Full Readercon Schedule June 26, 2011 – Posted in: Aberrant Normalcy

Here’s my full Readercon schedule.  I’m really looking forward to this year’s con and catching up with everyone there!

Thursday July 14

7:00 PM – Naked City reading at Porter Square Books, Porter Square Cambridge, 25 White St, Cambridge, MA — Not part of Readercon proper, I hope folks can make it out to this reading, which will also feature Kit Reed, Caitlin Kiernan, Jeffrey Ford, Ellen Kushner & John Crowley.

Friday July 15

5:00 PM NH    Steam-powered I & II group reading. Mike Allen, C.S.E. Cooney, Nicole Kornher-Stace, Matthew Kressel, Shira Lipkin, Sonya Taaffe, JoSelle Vanderhooft. Contributors to Steam-powered: Lesbian Steampunk Stories and Steam-powered II: More Lesbian Steampunk Stories read selections from their work.

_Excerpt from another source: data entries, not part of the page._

PR #1033, opened 2020-01-24
Select APQNs for a new secure key

joseivanlopez:
## Problem

When a device is going to be encrypted with pervasive encryption (s390), a new secure key is generated for the device (if there is none yet). By default, this new secure key will be generated for all adapters/domains available in the system. But this could fail when the adapters/domains are set with different master keys. In that case, only adapters using the same master key should be taken into account for generating the new secure key.  

* https://jira.suse.com/browse/IBM-495?focusedCommentId=974832&page=com.atlassian.jira.plugin.system.issuetabpanels%3Acomment-tabpanel#comment-974832

* https://trello.com/c/KwTmeWhi/1587-5-sle-7376-pervasive-encryption-second-round-specifying-the-apqns

## Solution

Now, the dialog for pervasive encryption allows to select APQNs when a new secure key is going to be generated. An error is shown when the secure key cannot be generated with the selected APQNs.

Theoretically, *zkey generate* command should fail when the APQNs used to generate the secure key are configured with different master keys. But, according to my tests, the command does not fail in that case. It only fails when none of the given APQNs are configured with a master key.   

## Testing

* Added unit tests.
* Manually tested.

## Screenshots

<details>
<summary>Show/Hide</summary>

Screenshot from 2020-01-27 15-15-45

Screenshot from 2020-02-28 17-34-28

</details>

### DIFF
--- a/src/lib/y2partitioner/actions/controllers/encryption.rb
+++ b/src/lib/y2partitioner/actions/controllers/encryption.rb
@@ -1,4 +1,4 @@
-# Copyright (c) [2019] SUSE LLC
+# Copyright (c) [2019-2020] SUSE LLC
 #
 # All Rights Reserved.
 #
@@ -20,6 +20,8 @@
 require "y2storage"
 require "y2partitioner/actions/controllers/base"
 require "y2storage/encryption_type"
+require "y2storage/encryption_processes/secure_key"
+require "y2storage/encryption_processes/apqn"
 
 module Y2Partitioner
   module Actions
@@ -48,6 +50,11 @@ module Y2Partitioner
         # @return [String] Password for the encryption device
         attr_accessor :password
 
+        # Selected APQNs to generate a new secure key for pervasive encryption
+        #
+        # @return [Array<Y2Storage:.EncryptionProcesses::Apqn>]
+        attr_accessor :apqns
+
         # Contructor
         #
         # @param fs_controller [Filesystem] see {#fs_controller}
@@ -59,6 +66,7 @@ module Y2Partitioner
           @action = actions.first
           @password = encryption&.password || ""
           @method = initial_method
+          @apqns = initial_apqns
         end
 
         # Whether the dialog to select and configure the action makes sense
@@ -123,6 +131,52 @@ module Y2Partitioner
           blk_device.encryption
         end
 
+        # Existing secure key for the encrypted device
+        #
+        # @return [Y2Storage::EncryptionProcesses::SecureKey, nil] nil if no secure key is associated to
+        #   the device.
+        def secure_key
+          Y2Storage::EncryptionProcesses::SecureKey.for_device(blk_device)
+        end
+
+        # Currently available APQNs for generating a new secure key
+        #
+        # @return [Array<Y2Storage::EncryptionProcesses::Apqn>]
+        def online_apqns
+          @online_apqns ||= Y2Storage::EncryptionProcesses::Apqn.online
+        end
+
+        # Finds an online APQN by its name
+        #
+        # @param name [String] APQN name (e.g., "01.0001")
+        # @return [Y2Storage::EncryptionProcesses::Apqn, nil]
+        def find_apqn(name)
+          online_apqns.find { |a| a.name == name }
+        end
+
+        # Tests the generation of a secure key
+        #
+        # Note that the command for generating a secure key might fail when the APQNs are not correctly
+        # configured. An APQN without a master key makes the command to tail. Theoretically, all the
+        # APQNs used for generating the secure key must have the same master key, but for some reason
+        # the command is not failing when different master keys are used.
+        #
+        # @param apqns [Array<Y2Storage::EncryptionProcesses::Apqn>]
+        # @return [String, nil] error message or nil if the secure key can be generated
+        def test_secure_key_generation(apqns: [])
+          key_name = "yast2_tmp_secure_key_test"
+
+          begin
+            key = Y2Storage::EncryptionProcesses::SecureKey.generate!(key_name, apqns: apqns)
+          rescue Cheetah::ExecutionFailed => e
+            return e.message
+          end
+
+          key.remove
+
+          nil
+        end
+
         # Title to display in the dialog during the process
         #
         # @return [String]
@@ -156,6 +210,17 @@ module Y2Partitioner
           else
             Y2Storage::EncryptionMethod::LUKS1
           end
+        end
+
+        # Currently used APQNs when the device is encrypted with pervasive encryption
+        #
+        # @return [Array<Y2Storage::EncryptionProcesses::Apqn>]
+        def initial_apqns
+          process = encryption&.encryption_process
+
+          return [] unless process&.respond_to?(:apqns)
+
+          process.apqns
         end
 
         # Calculate actions that make sense for the block device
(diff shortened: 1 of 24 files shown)


src/lib/y2partitioner/widgets/apqn_selector.rb
```diff
@@ -0,0 +1,83 @@
...
+
+      # @macro seeAbstractWidget
+      def init
+        enable_on_init ? enable : disable
+        self.value = controller.apqns
+      end
+
+      # @return [Array<String, String>]
+      def items
+        controller.online_apqns.map { |d| [d.name, d.name] }
```
imobachgs: I see this is a common pattern, so I guess it is OK as it is. However, I do not see the point in having to rely on a controller to get the items. Why do not pass the list of apqns in the constructor? IMHO, it would make the widget more reusable: it simply gets a list of apqns and the `#value` method returns the selected ones. No controller needed at all except for `#store`, and that could takes us to another discussion :)

src/lib/y2partitioner/widgets/apqn_selector.rb
```diff
@@ -0,0 +1,83 @@
...
+      end
+
+      # Saves the selected APQNs into the controller
+      def store
+        controller.apqns = value
+      end
+
+      private
+
+      # @return [Actions::Controllers::ClonePartitionTable]
```
imobachgs: I guess the type should be `Actions::Controllers::Encryption`, right?

src/lib/y2storage/blk_device.rb
```diff
@@ -305,10 +305,19 @@ def encrypted?
     # @param method [EncryptionMethod, Symbol] encryption method to create the new device
     # @param dm_name [String, nil] DeviceMapper table name of the new device
     # @param password [String, nil] password of the new device
+    # @param apqns [Array<EncryptionProcesses::Apqn>] APQNs to use when generating a secure key for
+    #   pervasive encryption.
+    #
     # @return [Encryption]
-    def encrypt(method: EncryptionMethod::LUKS1, dm_name: nil, password: nil)
+    def encrypt(method: EncryptionMethod::LUKS1, dm_name: nil, password: nil, apqns: [])
```
imobachgs: np: So the `apqns` argument is only used depending on the `method` value. For the time being I guess it is OK, but in the future (if we get more specific options for each method) we could think about doing some refactoring (like having specific classes or methods for encryption method options. But, for the time being, let's keep it simple.

src/lib/y2storage/encryption_processes/apqn.rb
```diff
@@ -0,0 +1,147 @@
...
+      # Location of the lszcrypt command
+      LSZCRYPT = "/sbin/lszcrypt".freeze
+      private_constant :LSZCRYPT
+
+      class << self
+        # All APQNs found in the system
+        #
+        # @return [Array<Apqn>]
+        def all
+          create_apqns
```
imobachgs: Using `create_` as the method name is misleading, as it makes me think that we are actually creating the APQNs in the system. But what we are doing is creating the objects, right?

src/lib/y2storage/encryption_processes/apqn.rb
```diff
@@ -0,0 +1,147 @@
...
+        # @return [Array<Array<String>>]
+        def apqns_data
+          data = execute_lszcrypt.split("\n").map(&:split)
+          return [] if data.size == 2
+
+          # remove header
+          data.shift(2)
+
+          # select card.domain entries
+          data.select { |d| d.first.match?(/.*\..*/) }
```
imobachgs: Are `.01` or `01.` valid names? If you always need something before and after the point, you could consider using `.+` instead of `.*`. If it does not matter, I would simply use `d.first.include?(".")`.

src/lib/y2storage/encryption_processes/apqn.rb
```diff
@@ -0,0 +1,147 @@
...
+      attr_reader :status
+
+      # Constructor
+      #
+      # @param name [String]
+      # @param type [String]
+      # @param mode [String]
+      # @param status [String]
+      # @param _others [Array<String>]
+      def initialize(name, type, mode, status, *_others)
```
imobachgs: You are introducing a `*_others` argument just for convenience, to be able to do `new(*d)`. To be honest, I would rather prefer a more explicit approach and not polluting the arguments list. For instance (there are more ways to do so):

```ruby
name, type, mode, status, _ = d
new(name, type, mode, status)
```

If you still want to have such a convenience constructor, I would write it as a separate one that does the lifting and finally relies on the regular `new`.

test/y2partitioner/widgets/encrypt_method_options_test.rb
```diff
@@ -46,10 +48,12 @@
...
     let(:fake_luks1_options) { CWM::Empty.new("__fake_luks1_options__") }
+    let(:fake_pervasive_options) { CWM::Empty.new("__fake_pervasive_options__") }
 
     before do
       allow(Y2Partitioner::Widgets::SwapOptions).to receive(:new).and_return(fake_random_swap_options)
       allow(Y2Partitioner::Widgets::LuksOptions).to receive(:new).and_return(fake_luks1_options)
+      allow(Y2Partitioner::Widgets::PervasiveOptions).to receive(:new).and_return(fake_pervasive_options)
     end
 
     it "generates the new content based on the selected method" do
```
imobachgs: np: I would probably write separate tests for each case. But they are simple enough, so let's keep them as they are.

src/lib/y2partitioner/actions/controllers/encryption.rb
```diff
@@ -123,6 +131,52 @@ def encryption
...
+        def find_apqn(name)
+          online_apqns.find { |a| a.name == name }
+        end
+
+        # Tests the generation of a secure key
+        #
+        # Note that the command for generating a secure key might fail when the APQNs are not correctly
+        # configured. An APQN without a master key makes the command to tail. Theoretically, all the
+        # APQNs used for generating the secure key must have the same master key, but for some reason
+        # the command is not failing when different master keys are used.
```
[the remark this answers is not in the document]
joseivanlopez: You are right. Actually, this problem is already commented in the Jira entry, see https://jira.suse.com/browse/SLE-7376?focusedCommentId=985691&page=com.atlassian.jira.plugin.system.issuetabpanels%3Acomment-tabpanel#comment-985691. So, maybe we can simply drop it out from here. In the end, it should be a "temporary" misbehavior.

src/lib/y2partitioner/widgets/apqn_selector.rb
joseivanlopez: I don't like either to have a widget depending on a controller. But as you say, it is the common pattern we have decided to follow to avoid having logic scattered in all widgets around. Anyway, this widget will not be re-usable without a controller, so I would prefer to simply pass the controller in the constructor (as for the rest of widgets) and use that controller to get/set all the information.

src/lib/y2storage/encryption_processes/apqn.rb
joseivanlopez: Yes. In fact, I was trying to find a good name during a while, but I see that I was not able. What about `read_apqns` ?

src/lib/y2storage/encryption_processes/apqn.rb
joseivanlopez: Yes, `.+` is the correct regexp here.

8:30 PM VT    Reading. Matthew Kressel. Kressel reads a new short story.

Saturday July 16

2:00 PM NH    Beneath Ceaseless Skies/Small Beer Press group reading. Scott H. Andrews, Chris N. Brown, Michael J. DeLuca, Gavin J. Grant, Matthew Kressel, Margaret Ronald. Small Beer Press authors and contributors to Beneath Ceaseless Skies read selections from their work.

9:00 PM ME    Dybbuks, Golems, Demons, Oy Vey!: Jewish Mythology & Folklore in Speculative Fiction. Steve Berman, Barbara Krasnoff, Matthew Kressel (leader), Shira Lipkin, Faye Ringel. From Rabbi Loew’s golem of Prague to Peter Beagle’s dybbuk of Brooklyn, the literature of Jewish supernatural and fantastic has been a long and rich one. In Jane Yolen’s The Devil’s Arithmetic and Lisa Goldstein’s The Red Magician, the authors use magic and myth to comment on the horrors of the Holocaust and the meaning of tradition. In Michael Chabon’s The Yiddish Policemen’s Union, in alternate-history Alaska, a heroin junkie might be the long-awaited Messiah. We’ll discuss the stories of Rachel Pollack, Benjamin Rosenbaum, Lavie Tidhar, Neil Gaiman, Sonya Taaffe and other writers of Jewish-themed fiction. What is it about Jewish stories of demons, golems, dybbuks and angels, many of them non-canonical, that appeals to writers of speculative fiction? What obscure Jewish myths, like the gargantuan bird Ziz or the miniscule stone-cutting worm Shamir, have yet to be mined (pun intended)?